As someone who works in long-term care, and a former nursing assistant, Gass' account is pretty accurate. Many are drawn to the CNA role because they love the elderly, but to others it's just a job. In urban areas, many CNAs are immigrants, which adds the unique challenges of English as a Second language and different cultural mores.
It was a hard read. I have been reading and thinking a lot about long-term care since I worked in a facility. Gass describes all parts of the experience, the deep connection with residents, the shit the aides deal with (literally and figuratively), the questions of is this how we are supposed to treat those who are dying?
It is very poetic. At times A little slow. He does invite you to contemplate bigger questions in the epilogue, which I appreciate and have been doing for awhile. What a hard job to have and a hard thing to write about.
I have to admit that I only read this because an employee of my husband wrote it.

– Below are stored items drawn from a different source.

PR #1335, opened 2016-07-13
Refactor ODBEditorSuite to avoid FSRef API (10.8)

rdwampler:
I have tested this using MarsEdit and it appears to be working correctly, though you may want to scrutinize it.

I attend to take care of the other usage of the FSRef API; however, that appears to be working around a bug in 10.8 where the deleting a symbolic link would delete the actual file and not the link. I believe this was resolve in 10.8.3, so maybe hold off on removing it until we go to 10.9.

### DIFF
--- a/Applications/TextMate/src/ODBEditorSuite.cc
+++ b/Applications/TextMate/src/ODBEditorSuite.cc
@@ -1,4 +1,5 @@
 #include "ODBEditorSuite.h"
+#include <cf/cf.h>
 #include <document/collection.h>
 #include <oak/debug.h>
 #include <text/hexdump.h>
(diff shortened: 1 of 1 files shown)


sorbits:
Much appreciated, merged as fa9ceead091cbbfa7c69914a0b1e0443e23359dc.

The problem with `typeFileURL` (as best as I recall) was with third party software that did not recognize the file sent back unless I used `typeFSRef`.

This could possibly have been because the file was in `/tmp` which when resolved became `/private/tmp` or maybe it had to do with changed inodes when using atomic save, and the application using this (“catalog ID”) to track open files.

Anyway, this is 10+ years ago and I have forgotten which third party software had the issue plus there is the `keySenderToken` to allow applications to track what files they have open, so I see no need for preserving this “workaround” in light of the `FSRef` deprecation.

I tested your change myself with CyberDuck and also had no problems, I will add a note in the release notes for people to report any issues with third party software using TextMate as external editor.

PR #1336, opened 2016-07-13
Manually release GCD objects in C++ libraries

rdwampler:
Since these are pure C++ libraries, they are not managed by ARC.


sorbits:
Ups…😊 

Merged as e50dc57db04bb5426be6db6990742a48518e2332, thanks as always!

PR #1338, opened 2016-08-11
README: tweak build instructions.

MikeMcQuaid:
Make `./configure` install the packages it needs using `brew bundle` from a `Brewfile`, setup submodules and default to the version of OS X that you're currently on (to avoid warnings) but allow it to be configurable.

Also, update Travis CI's configuration and the README to simplify things given this new configuration.

This should make it easier for new contributors to get started. Happy to tweak this PR as desired. This patch should be considered public domain.

### DIFF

I was pleasantly surprised. It should be a must read for all of those in the industry. Tom has great insights into this. He doesn’t presume to have the answers he just provides information. It is hard to think about the realities of nursing home life, especially when it is what is happening within your family and may be in your personal future as well. This is a book that will stick with me for some time to come.
Gass takes a snapshot of what it is like to work as a nursing home aide. He holds nothing back--absolutely nothing. As someone who has worked in lower level healthcare jobs, it's a breath of fresh air to finally read a book about "us".
As a hopeful future nursing home LPN, I enjoyed this book. It gives some info as to the living situation in homes, as well as highlighting the shortage of nursing home providers.